Perempuan berusia 11 tahun itu tenggelam di sungai kembang kuning (kanal sungai kemuning), desa setempat, pada Minggu (07/12/2025).
Informasi yang dihimpun kontributor suarabangsa.co.id, korban tenggelam saat hendak mengambil baju temannya yang terbawa arus sungai.
Kasi Kedaruratan dan Logistik, Badan Penanggulangan Bencana Daerah (BPBD) Kabupaten Sampang, Mohammad Hozin membenarkan kejadian tersebut.
Menurut dia, kejadian itu terjadi sekitar pukul 08.00 WIB. Anak tersebut berniat untuk mengambil baju salah seorang temannya yang jatuh ke sungai.
“Benar, ada anak SD yang meninggal karena tenggelam di sungai,” kata Hozin.

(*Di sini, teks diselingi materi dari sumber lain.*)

PR #194, opened 2026-05-14
refactor: pipeline_queue claim persistence + stale-recovery (Wave 4 PR-D)

### LINKED ISSUE #184: Architecture remediation: eliminate I/O amplification, unify pipelines, remove unnecessary toggles

### LINKED ISSUE #193: PR-D: add claimed_by/claimed_at columns + stale-claim recovery to pipeline_queue (#184 Wave 4 pre-req)
## Tracking — PR-D pre-requisite from #184 Wave 4 PR-C review

PR #192 (Wave 4 PR-C) added the read-side API for `pipeline_queue` (`claim_next_for_stage`, `peek_next_for_stage`, `ready_count_for_stage`). The PR is purely additive — no production worker is wired to use the new helpers yet.

The PR review (https://github.com/mphacker/TeslaUSB/pull/192#pullrequestreview-4293172607) flagged an operational gap that **must be closed in PR-D before any worker reads from pipeline_queue**:

> The docstring correctly notes "`pipeline_queue` gets a dedicated `claimed_by` column when PR-D adds the column" — meaning today an `in_progress` row whose claimer crashes mid-work is **orphaned forever** (no `claimed_by`/`claimed_at`/timeout to detect staleness, unlike `indexing_queue_service.recover_stale_claims`).

### Required for PR-D (issue #184 Wave 4 PR-D)

1. **Add columns to `pipeline_queue`** (schema v17):
   - `claimed_by TEXT` — populated by `claim_next_for_stage` from the `claimed_by` argument (currently echoed only into the returned dict's `_claimed_by` key, not persisted).
   - `claimed_at REAL` — epoch timestamp of the claim, used by stale-recovery to detect crashed workers.

2. **Add `recover_stale_claims_pipeline()` helper** to `pipeline_queue_service.py`:
   - Mirror of `indexing_queue_service.recover_stale_claims`.
   - SELECT ids WHERE `status='in_progress' AND claimed_at < (now - threshold)`, then UPDATE back to `pending` with `claimed_by=NULL, claimed_at=NULL`.
   - Threshold should be configurable (default ~10 minutes — same as the indexing reference).

3. **Wire stale recovery into the unified worker startup** (PR-D worker bootstrap), and ensure `claim_next_for_stage` writes the new columns inside its `UPDATE` statement.

4. **Migration**: schema v16 → v17 with `ALTER TABLE pipeline_queue ADD COLUMN claimed_by TEXT` + `claimed_at REAL`. Both columns nullable / no default — existing rows unaffected.

### Why this is its own issue (not blocking PR #192)

PR-C is foundation only — no worker reads from `pipeline_queue`. The orphan-claim risk doesn't exist until PR-D wires a worker to `claim_next_for_stage`. Filing this as a separate tracker keeps the PR-C ship small and ensures the PR-D author can't accidentally skip the columns/recovery work.

### Acceptance

PR-D's PR description must explicitly check off:
- [ ] schema v17 migration: `claimed_by`, `claimed_at` columns added
- [ ] `claim_next_for_stage` updated to persist both columns
- [ ] `recover_stale_claims_pipeline()` implemented + unit-tested
- [ ] stale recovery invoked on worker startup
- [ ] regression test: claim → kill worker → recovery resets status to `pending`

Refs #184 (Wave 4 PR-D pre-req).

mphacker:
## Wave 4 PR-D — pipeline_queue claim persistence + stale-recovery

**Closes #193 — prerequisite for worker reader-switch (PR-E)**
**Ref #184 (Wave 4 PR-D)**

### What this PR does

Schema **v17** for `geodata.db` adds the bookkeeping the unified
worker needs to detect crashed claimers, plus the public API to
recycle their rows back to `pending`. NO production code is
wired to read from `pipeline_queue` yet — PR-E does that with a
feature flag.

- `_SCHEMA_VERSION = 17` (was 16).
- `pipeline_queue` schema gains `claimed_by TEXT` and
  `claimed_at REAL` columns plus the
  `idx_pipeline_stale_claims` partial index
  (`WHERE status='in_progress' AND claimed_at IS NOT NULL`).
- v16→v17 migration runs an **ALTER TABLE pre-script** *before*
  `executescript(_SCHEMA_SQL)` because the schema's
  `CREATE INDEX IF NOT EXISTS idx_pipeline_stale_claims` would
  otherwise raise `no such column: claimed_at` on a legacy v16
  table that doesn't have the column yet. Adding the columns
  first keeps the index creation safe. Fresh installs are
  unaffected (the table is created with the v17 columns).
- The post-script v17 block is now log-only; the pre-script does
  all the structural work. Documented inline.

- New constant `_PIPELINE_STALE_CLAIM_SECONDS = 1800.0` (30 min,
  matches `indexing_queue_service`).
- `claim_next_for_stage` now persists `claimed_by` and
  `claimed_at` (epoch seconds = `now`) inside the same
  `UPDATE` that sets `status='in_progress'` and bumps
  `attempts`. Single round-trip, atomic under
  `BEGIN IMMEDIATE`. The returned dict surfaces
  `row['claimed_by']` and `row['claimed_at']` as top-level
  keys; `_claimed_by` is preserved equal to the persisted value
  for back-compat with PR-C callers.
- New `recover_stale_claims_pipeline(db_path, max_age_seconds,
  now)` mirrors `indexing_queue_service.recover_stale_claims`.
  Releases `in_progress` rows whose `claimed_at < now -
  max_age_seconds` back to `pending`; clears
  `claimed_by` / `claimed_at`; **preserves** `attempts`
  (no free retry) and `next_retry_at` (failure backoff still
  fires).
- Module docstring's Public API section updated.
- `claim_next_for_stage` docstring updated — the previous text
  said the `claimed_by` column wasn't written to the DB; that's
  now wrong.

#### `tests/test_pipeline_queue_dualwrite.py` (+ 14 tests, total 96)

- `TestSchemaV17` (3): schema version is ≥ 17, columns exist,
  index exists, v16→v17 ALTER TABLE works on a hand-built v16 DB
  and is idempotent on re-run.
- `TestClaimPersistsClaimMetadata` (1): `claim_next_for_stage`
  writes `claimed_by` + `claimed_at` to the DB row (verified
  via direct `SELECT`), not just into the returned dict.
- `TestRecoverStaleClaimsPipeline` (10): empty DB → 0; missing
  DB → 0; corrupt DB → 0 (errors swallowed); old claim released;
  recent claim preserved; `pending`/`done` rows untouched;
  recovered row picked by next claim with attempts bumped to 2;
  multiple stale rows released in one call; preserves
  `next_retry_at`.

### Verification

- `python -m pytest tests/test_pipeline_queue_dualwrite.py -x`
  → 96 pass.
- `python -m pytest tests/ -q` → **1732 pass / 4 skip**.
- `python -m py_compile scripts/web/services/pipeline_queue_service.py
  scripts/web/services/mapping_migrations.py` → OK.
- `python -c "from web_control import app"` → OK.

### Risk

Pure additive change. No production code path reads from the new
columns yet. The migration is O(1) (`ALTER TABLE ADD COLUMN`
with no default — no full table rewrite). Both columns nullable.
Existing v16 rows are unaffected.

### Next sub-PRs (after this lands)

- **PR-E**: Switch `archive_worker` to use
  `claim_next_for_stage` (with feature flag). Wire
  `recover_stale_claims_pipeline()` into worker startup.
- **PR-F**: Delete `live_event_sync_service.py` entirely.
  Real-time event uploads become priority=0 rows in
  `pipeline_queue`. Add batched-rclone subprocess (Phase J).
  Remove `has_ready_live_event_work()` poll (Phase K).
  **Closes #184.**

### DIFF
--- a/scripts/web/services/mapping_migrations.py
+++ b/scripts/web/services/mapping_migrations.py
@@ -46,7 +46,7 @@ logger = logging.getLogger(__name__)
 # Database Schema & Management
 # ---------------------------------------------------------------------------
 
-_SCHEMA_VERSION = 16
+_SCHEMA_VERSION = 17
 _BACKUP_RETENTION = 3  # Keep this many migration backups before pruning oldest
 
 _SCHEMA_SQL = """
@@ -320,6 +320,16 @@ CREATE TABLE IF NOT EXISTS pipeline_queue (
     payload_json TEXT,
     legacy_id INTEGER,
     legacy_table TEXT,
+    -- v17 (issue #184 Wave 4 PR-D / issue #193): worker-claim
+    -- bookkeeping. ``claimed_by`` is the worker id stamped at claim
+    -- time (e.g. ``"archive_worker-12345"``). ``claimed_at`` is the
+    -- epoch seconds the claim was acquired — used by
+    -- ``recover_stale_claims_pipeline()`` to detect crashed workers
+    -- and recycle their rows back to ``status='pending'``. Without
+    -- these columns an ``in_progress`` row whose claimer crashes
+    -- mid-work would be orphaned forever (no timeout, no recovery).
+    claimed_by TEXT,
+    claimed_at REAL,
     UNIQUE(source_path, stage, legacy_table)
 );
 -- Worker pick-next index (used in Wave 4 PR-B): partial over only
@@ -331,6 +341,12 @@ CREATE INDEX IF NOT EXISTS idx_pipeline_ready
 -- to find the pipeline row matching a legacy queue row).
 CREATE INDEX IF NOT EXISTS idx_pipeline_legacy
     ON pipeline_queue(legacy_table, legacy_id);
+-- v17: stale-claim recovery scan (used by recover_stale_claims_pipeline).
+-- Partial index covers only rows that COULD be stale — keeps the
+-- index small even on a queue with thousands of done rows.
+CREATE INDEX IF NOT EXISTS idx_pipeline_stale_claims
+    ON pipeline_queue(claimed_at)
+    WHERE status = 'in_progress' AND claimed_at IS NOT NULL;
 """
 
 
@@ -402,6 +418,41 @@ def _init_db(db_path: str) -> sqlite3.Connection:
         # is being upgraded, not on first install)
         if current > 0:
             _backup_db(db_path, _SCHEMA_VERSION)
+
+        # v16 -> v17 pre-script ALTER TABLE: must run BEFORE
+        # executescript because the schema's
+        # ``idx_pipeline_stale_claims`` index references columns
+        # (``claimed_at``, ``status``) that don't exist yet on a
+        # legacy v16 ``pipeline_queue`` table. Without this, the
+        # CREATE INDEX IF NOT EXISTS would raise
+        # ``sqlite3.OperationalError: no such column: claimed_at``.
+        # Adding the columns first is safe — the schema's CREATE
+        # TABLE IF NOT EXISTS won't touch the existing table, and
+        # subsequent indices then reference real columns. On a
+        # fresh install the table doesn't exist yet so this block
+        # is a no-op (caught OperationalError).
+        if current > 0 and current < 17:
+            try:
+                cols = {r[1] for r in conn.execute(
+                    "PRAGMA table_info(pipeline_queue)"
+                ).fetchall()}
+                if cols:  # table exists from v16
+                    if 'claimed_by' not in cols:
+                        conn.execute(
+                            "ALTER TABLE pipeline_queue "
+                            "ADD COLUMN claimed_by TEXT"
+                        )
+                    if 'claimed_at' not in cols:
+                        conn.execute(
+                            "ALTER TABLE pipeline_queue "
+                            "ADD COLUMN claimed_at REAL"
+                        )
+            except sqlite3.OperationalError as e:
+                # Table absent (pre-v16 install path) — schema script
+                # will create it WITH the v17 columns. Safe to ignore.
+                logger.debug(
+                    "Pre-script v16->v17 ALTER TABLE skipped: %s", e,
+                )
 
         conn.executescript(_SCHEMA_SQL)
         # Migrations for existing databases
@@ -647,6 +698,19 @@ def _init_db(db_path: str) -> sqlite3.Connection:
             # background thread after gadget_web is serving requests,
             # so the user never waits on it.
             logger.info("Migration v15->v16: pipeline_queue table ready")
+        if current > 0 and current < 17:
+            # v17 (issue #184 Wave 4 PR-D / issue #193): the
+            # ``claimed_by`` and ``claimed_at`` columns and the
+            # ``idx_pipeline_stale_claims`` partial index were
+            # already added by the v16->v17 pre-script ALTER TABLE
+            # block (above) and the ``executescript(_SCHEMA_SQL)``
+            # call (CREATE INDEX IF NOT EXISTS). This block exists
+            # only to log the version bump for operators tailing
+            # the journal during upgrade.
+            logger.info(
+                "Migration v16->v17: pipeline_queue claim-bookkeeping "
+                "columns + idx_pipeline_stale_claims ready"
+            )
         conn.execute("DELETE FROM schema_version")
         conn.execute(
             "INSERT INTO schema_version (version) VALUES (?)",
--- a/scripts/web/services/mapping_migrations.py
+++ b/scripts/web/services/mapping_migrations.py
@@ -49,6 +49,14 @@ logger = logging.getLogger(__name__)
 _SCHEMA_VERSION = 17
 _BACKUP_RETENTION = 3  # Keep this many migration backups before pruning oldest
 
+# Schema version that introduced ``pipeline_queue.claimed_by`` and
+# ``pipeline_queue.claimed_at`` (issue #184 Wave 4 PR-D / #193).
+# Used by both the v16->v17 pre-script ALTER TABLE block and the
+# post-script log block so the threshold lives in one place — when
+# the next migration (v18+) is added, both blocks must keep referring
+# to this constant rather than a magic number.
+_PIPELINE_CLAIM_COLS_VERSION = 17
+
 _SCHEMA_SQL = """
 CREATE TABLE IF NOT EXISTS schema_version (
     version INTEGER PRIMARY KEY
@@ -431,7 +439,7 @@ def _init_db(db_path: str) -> sqlite3.Connection:
         # subsequent indices then reference real columns. On a
         # fresh install the table doesn't exist yet so this block
         # is a no-op (caught OperationalError).
-        if current > 0 and current < 17:
+        if current > 0 and current < _PIPELINE_CLAIM_COLS_VERSION:
             try:
                 cols = {r[1] for r in conn.execute(
                     "PRAGMA table_info(pipeline_queue)"
@@ -447,9 +455,16 @@ def _init_db(db_path: str) -> sqlite3.Connection:
                             "ALTER TABLE pipeline_queue "
                             "ADD COLUMN claimed_at REAL"
                         )
-            except sqlite3.OperationalError as e:
-                # Table absent (pre-v16 install path) — schema script
-                # will create it WITH the v17 columns. Safe to ignore.
+            except sqlite3.Error as e:
+                # Table absent (pre-v16 install path) OR transient
+                # corruption/lock during PRAGMA — schema script will
+                # create the table WITH the v17 columns on a fresh
+                # install, and a truly broken DB will surface again on
+                # the next ``executescript(_SCHEMA_SQL)`` call so we
+                # don't lose the failure signal. Caught broadly
+                # (``sqlite3.Error`` rather than ``OperationalError``)
+                # to mirror the defensive style used elsewhere in
+                # this module.
                 logger.debug(
                     "Pre-script v16->v17 ALTER TABLE skipped: %s", e,
                 )
@@ -698,7 +713,7 @@ def _init_db(db_path: str) -> sqlite3.Connection:
             # background thread after gadget_web is serving requests,
             # so the user never waits on it.
             logger.info("Migration v15->v16: pipeline_queue table ready")
-        if current > 0 and current < 17:
+        if current > 0 and current < _PIPELINE_CLAIM_COLS_VERSION:
             # v17 (issue #184 Wave 4 PR-D / issue #193): the
             # ``claimed_by`` and ``claimed_at`` columns and the
             # ``idx_pipeline_stale_claims`` partial index were
--- a/scripts/web/services/pipeline_queue_service.py
+++ b/scripts/web/services/pipeline_queue_service.py
@@ -48,6 +48,9 @@ Public API:
   next" lookup (parity tests + Settings page).
 * :func:`ready_count_for_stage` — Wave 4 PR-C; cheap COUNT(*) of
   eligible rows for a stage.
+* :func:`recover_stale_claims_pipeline` — Wave 4 PR-D; release
+  ``in_progress`` rows whose claimer crashed (claimed_at older
+  than threshold). Called once at worker startup.
 * :func:`pipeline_status` — debug / verification view (counts grouped
   by legacy_table + stage + status).
 * :func:`backfill_legacy_queues` — one-time migration helper.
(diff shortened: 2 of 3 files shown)


mphacker (commented):
## PR Review — #194

**Decision:** 💬 Comment

**Summary:** 0 critical, 0 warnings, 8 info findings across 3 files.

**Phases executed:** Configuration (n/a), Mount safety (n/a), Path traversal (n/a), Subprocess (n/a), Image gating (n/a), Flask blueprint patterns (n/a), Templates (n/a), Shell safety (n/a), Resource efficiency, Power-loss safety, Code quality (Python), Security (inline evaluation — see below), Tests.

The PR is purely additive: schema v17 adds two nullable columns + one partial index to `pipeline_queue`, `claim_next_for_stage` now persists `claimed_by`/`claimed_at` inside its existing `BEGIN IMMEDIATE` SELECT+UPDATE round-trip, and the new `recover_stale_claims_pipeline()` mirrors the `indexing_queue_service.recover_stale_claims` contract. No production reader is wired to `pipeline_queue` yet (PR-E will do that), so behavior is unchanged for current installs.

**Verification:**

- `python -m pytest tests/test_pipeline_queue_dualwrite.py -q` → **96 passed in 3.95s**
- `python -m pytest tests/ -q` → **1732 passed, 4 skipped in 84.31s** (matches PR description baseline exactly)
- `python -m py_compile scripts/web/services/pipeline_queue_service.py scripts/web/services/mapping_migrations.py` → OK
- Migration paths re-checked manually:
  - **Fresh install (current=0):** pre-script skipped (`current > 0` guard), `executescript` creates `pipeline_queue` with v17 columns + partial index. ✓
  - **v15 → v17:** pre-script runs but `pipeline_queue` doesn't exist yet → `cols == set()` → `if cols:` falsy → ALTER skipped. `executescript` then creates table with v17 cols + index. ✓
  - **v16 → v17:** pre-script ALTERs both columns, `executescript`'s `CREATE INDEX IF NOT EXISTS idx_pipeline_stale_claims` now finds the columns and creates the partial index. ✓
- Atomicity preserved: the new `claimed_by`/`claimed_at` writes happen inside the same `UPDATE … WHERE id = ? AND status = 'pending'` that flips status, all within `BEGIN IMMEDIATE`. The defensive `WHERE status = 'pending'` guard is unchanged, so a defeated lock still produces `rowcount=0` rather than a duplicated claim.
- Stale-recovery contract preserved: `attempts` is left untouched (next claim bumps to N+1) and `next_retry_at` is preserved (failure backoff still fires) — both verified by dedicated tests (`test_recovered_row_picked_by_next_claim`, `test_preserves_next_retry_at`).
- Pi Zero 2 W cost: ALTER TABLE ADD COLUMN with no default is O(1); the partial index is bounded to `WHERE status='in_progress' AND claimed_at IS NOT NULL` so it stays small even on a queue with thousands of `done` rows; the recovery query is a single indexed UPDATE — sub-millisecond on a healthy DB.

### Security

Inline assessment (delegating to `security-review` skill would be wasteful given the narrow surface — pure SQLite + parameterized queries):

- **SQL injection:** All five new/modified queries use `?` placeholders; no string concatenation of user input. ✓
- **Subprocess / shell:** None. ✓
- **Path traversal:** `db_path` resolves from `config.MAPPING_DB_PATH` (trusted) or test injection. No user-supplied paths. ✓
- **User input:** `claimed_by` is set by worker code (e.g. `"archive_worker-12345"`), never from HTTP. ✓
- **Privilege:** Module is plain Python, no sudo/root operations. ✓
- **Power-loss safety:** All writes use `conn.commit()`; the geodata.db PRAGMA stack (WAL + `synchronous=NORMAL` + `journal_size_limit=4MB` + `wal_autocheckpoint=200`) is unchanged. ✓
- **Backup-before-migration:** `_backup_db(db_path, _SCHEMA_VERSION)` runs at line 419 *before* the pre-script ALTER, so a corrupted ALTER would still leave a recoverable backup. ✓

No security findings.

### Findings

| 1 | 🔵 | L434, L690 | Maintainability | Magic number `17` is hard-coded in **two** places — the pre-script `if current > 0 and current < 17:` (L434) and the post-script log block `if current > 0 and current < 17:` (L690). When the next migration (v18) is added, both blocks must be kept in sync or the v17 pre-script silently stops running. Consider naming the threshold (e.g. `_PIPELINE_CLAIM_COLS_VERSION = 17` near `_SCHEMA_VERSION`) or adding a comment in each block cross-linking the other so the coupling is explicit. |
| 2 | 🔵 | L450 | Defensive coding | The pre-script catches only `sqlite3.OperationalError`. A malformed legacy DB could raise `sqlite3.DatabaseError` (broader) on the `PRAGMA table_info` call, which would propagate and abort `_init_db`. Broaden to `sqlite3.Error` — a truly broken DB will still surface the failure on the very next `executescript(_SCHEMA_SQL)` call (so we don't lose the signal), but transient corruption/lock errors during the PRAGMA are gracefully degraded. Mirror choice already made in the `_open_queue_conn`/recovery code paths. |

| 3 | 🔵 | L602–L604 | Docstring | The `now` parameter docstring in `claim_next_for_stage` was extended for v17 to "AND for the `claimed_at` timestamp written into the row," but still says "Test injection only." Production callers correctly pass `None` (and `_now_epoch()` fills in), so the wording is technically accurate — but the parameter now has a *side-effect* (writes a value to the DB) that wasn't there before. Worth a one-line note like "Production code MUST pass `None` (or omit) so the persisted `claimed_at` reflects wall-clock time used by `recover_stale_claims_pipeline`." This locks in the contract for future callers. |
| 4 | 🔵 | L815–L821 | Docstring | The "what is preserved" list in `recover_stale_claims_pipeline`'s docstring calls out `attempts` and `next_retry_at` explicitly. For completeness (and to head off future "wait, why is `last_error` still set?" questions), expand to enumerate everything left untouched: `attempts`, `next_retry_at`, `last_error`, `payload_json`, `priority`, `enqueued_at`. The only fields *cleared* are `claimed_by` and `claimed_at` (and `status` is flipped from `in_progress` → `pending`). The current wording could be misread as exhaustive. |
| 5 | 🔵 | L799–L803 | API consistency | `recover_stale_claims_pipeline` is keyword-only (`*` marker) but the docstring says it "mirrors" `indexing_queue_service.recover_stale_claims(db_path, max_age_seconds)` which is positional. The keyword-only style is correct for this module (it matches `claim_next_for_stage`, `peek_next_for_stage`, `ready_count_for_stage`), but a one-line docstring note that the API shape is intentionally different from the indexing-queue sibling would prevent confusion when PR-E wires both into the unified worker. |
| 6 | 🔵 | L843–L852 | Concurrency / docs | The recovery UPDATE relies on sqlite's *implicit* `BEGIN` (the connection's default `isolation_level=""`) rather than an explicit `BEGIN IMMEDIATE` like `claim_next_for_stage` uses. For a single-statement UPDATE this is functionally equivalent, but the asymmetry isn't documented. If PR-E ever extends this to log which row IDs were released (SELECT-then-UPDATE), it MUST be promoted to `BEGIN IMMEDIATE` to defend against the same race `claim_next_for_stage` already handles. Add a one-line comment near the UPDATE noting the single-statement reliance. |
| 7 | 🔵 | L799–L869 | Observability | Stale-recovery emits a single WARNING log line when rows are released and is otherwise silent. A flapping crash loop that releases the same rows over and over would only surface as journal noise — there's no counter/gauge surfaced via `pipeline_status()` or any status endpoint. Out of scope to fix here, but a candidate for PR-E (where the unified worker presumably grows a `/api/pipeline/status`-style endpoint). File a follow-up issue if you want this tracked. |

| 8 | 🔵 | L307–L317 | Test strengthening | `test_idx_pipeline_stale_claims_exists` only verifies the index *name* exists in `sqlite_master`. A future change that drops the partial `WHERE status='in_progress' AND claimed_at IS NOT NULL` clause (turning it into a full index) would silently pass this test — and a full index defeats the "stay small even on a queue with thousands of done rows" optimization that justifies the column. Strengthen by selecting `sql FROM sqlite_master WHERE name='idx_pipeline_stale_claims'` and asserting both `claimed_at` and the partial WHERE substring are present. |
| 9 | 🔵 | L382–L384 | Test strengthening | `test_v16_to_v17_alter_table_idempotent` re-runs `_init_db(db)` to assert idempotency, but the second call has **no post-assertion** — only "doesn't raise." Add a check after `conn2.close()` that `schema_version` is still `_SCHEMA_VERSION` and that the v16 row's `claimed_by`/`claimed_at` are still NULL (i.e. the second migration didn't reset anything). Otherwise, a bug that re-runs the v16→v17 ALTER on a v17 DB and crashes the schema_version row would slip past. |

### Action Items

1. **Critical** — none.
2. **Warnings** — none.
   - **Findings #1, #2** — `mapping_migrations.py` cleanups: name the version constant, broaden the pre-script exception class.
   - **Findings #3, #4, #5, #6** — `pipeline_queue_service.py` docstring/comment additions to lock in the contract before PR-E wires consumers (these are zero-runtime-cost edits that pay dividends when six other workers start using the API).
   - **Finding #8, #9** — `test_pipeline_queue_dualwrite.py` strengthening: assert the partial-index WHERE clause and add a post-assertion to the idempotency test. Both are protective against regressions in PR-E or later schema changes.
   - **Finding #7** — telemetry gap is acceptable to defer; please file a follow-up issue against #184 (or a new "pipeline_queue observability" issue) and reference it in the action items so it isn't lost.

The PR is in solid shape — the migration ordering, atomicity, and preservation contracts are all correct, and the test coverage for the new code is thorough. The Info findings are polish + defense-in-depth, not behavioral concerns.

mphacker:
## Review fixes — all 8 findings addressed

Commit `8b629fd` addresses every Info finding from
[the review](https://github.com/mphacker/TeslaUSB/pull/194#pullrequestreview-PRR_kwDOQKQsDc7_5wnd).

### Fixed in this PR (7 of 8)

| # | Finding | Resolution |
|---|---------|-----------|
| 1 | `mapping_migrations.py` magic `17` duplicated | Extracted `_PIPELINE_CLAIM_COLS_VERSION = 17` constant alongside `_SCHEMA_VERSION`; both pre-script and post-script blocks now reference it. |
| 2 | Pre-script `except sqlite3.OperationalError` too narrow | Broadened to `sqlite3.Error`; documented in the rescue block comment per the reviewer's guidance. |
| 3 | `claim_next_for_stage` `now` param docstring stale | Added explicit "Production code MUST pass `None`" note locking in the contract. |
| 4 | `recover_stale_claims_pipeline` "preserves" list non-exhaustive | Enumerated every untouched field (`attempts`, `next_retry_at`, `last_error`, `payload_json`, `priority`, `enqueued_at`, `source_path`, `stage`, `legacy_id`, `legacy_table`). |
| 5 | Keyword-only API divergence from indexing-queue sibling undocumented | Added an "API note" paragraph to the docstring explaining the intentional asymmetry. |
| 6 | Single-statement UPDATE relies on implicit BEGIN, undocumented | Added inline comment near the UPDATE with guidance to promote to `BEGIN IMMEDIATE` if ever extended to SELECT-then-UPDATE. |
| 8 | Index test only checks name, not partial WHERE | `test_idx_pipeline_stale_claims_exists` now reads `sql FROM sqlite_master` and asserts `claimed_at`, `status='in_progress'`, and `claimed_at IS NOT NULL` are all present in the index DDL. |
| 9 | Idempotency test re-runs `_init_db` with no post-assertion | `test_v16_to_v17_alter_table_idempotent` now asserts after the second call that `schema_version` is unchanged, both columns still exist, and the v16 row's `claimed_by`/`claimed_at` are still NULL. |

### Deferred to follow-up issue (1 of 8)

| # | Finding | Tracking |
|---|---------|----------|
| 7 | Telemetry gap — stale-recovery counts only in journal log | Filed as **#195** ("Telemetry: surface pipeline_queue stale-recovery counts via pipeline_status()"). The reviewer explicitly suggested deferring to PR-E where `pipeline_status()` will likely grow the counter API alongside the unified worker. |

### Verification

- `python -m pytest tests/test_pipeline_queue_dualwrite.py -x` → 96 passed.
- `python -m pytest tests/ -q` → **1732 passed, 4 skipped** (matches baseline).
- `python -m py_compile scripts/web/services/pipeline_queue_service.py scripts/web/services/mapping_migrations.py` → OK.
- `python -c "from web_control import app"` → OK.

All findings of all severities (Critical: 0, Warning: 0, Info: 7 fixed + 1 with follow-up issue filed) addressed per the project house rule.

Hozin menuturkan, peristiwa tenggelamnya korban itu bermula saat korban bersama ketujuh teman sebayanya pergi ke sungai dengan niat mandi dan rujakan di pinggir sungai.
“Korban dan teman-temannya ini sudah selesai mandi dan akan naik ke atas. Tetapi korban dan 1 temannya turun lagi ke sungai,” tambahnya.
Kedua anak tersebut, lanjut Hozin, berniat untuk mengambil baju dari salah satu temannya yang hanyut terbawa air sungai.
“Pada saat hendak ngambil baju itu lah keduanya terbawa arus air. Namun, teman korban berhasil menyelamatkan diri sedangkan korban tenggelam ke dasar sungai.
Mengetahui teman sepermainannya itu tenggelam, keenam teman korban berteriak minta tolong. Setelah mendengar teriakan itu, warga pun datang ke lokasi.
“Warga langsung melakukan pencarian selama setengah jam, sekiar pukul 09.00 WIB korban pun ditemukan dalam kondisi lemas tak bernyawa,” ungkapnya.
Hozin menjelaskan, bahwa relawan Palang Merah Indonesia (PMI) Kecamatan Kedungdung sempat melakukan tindakan RJP kepada korban, tetapi tidak membuahkan hasil.
“Jenazah Korban kemudian dibawa ke rumah duka untuk dimakamkan,” pungkasnya.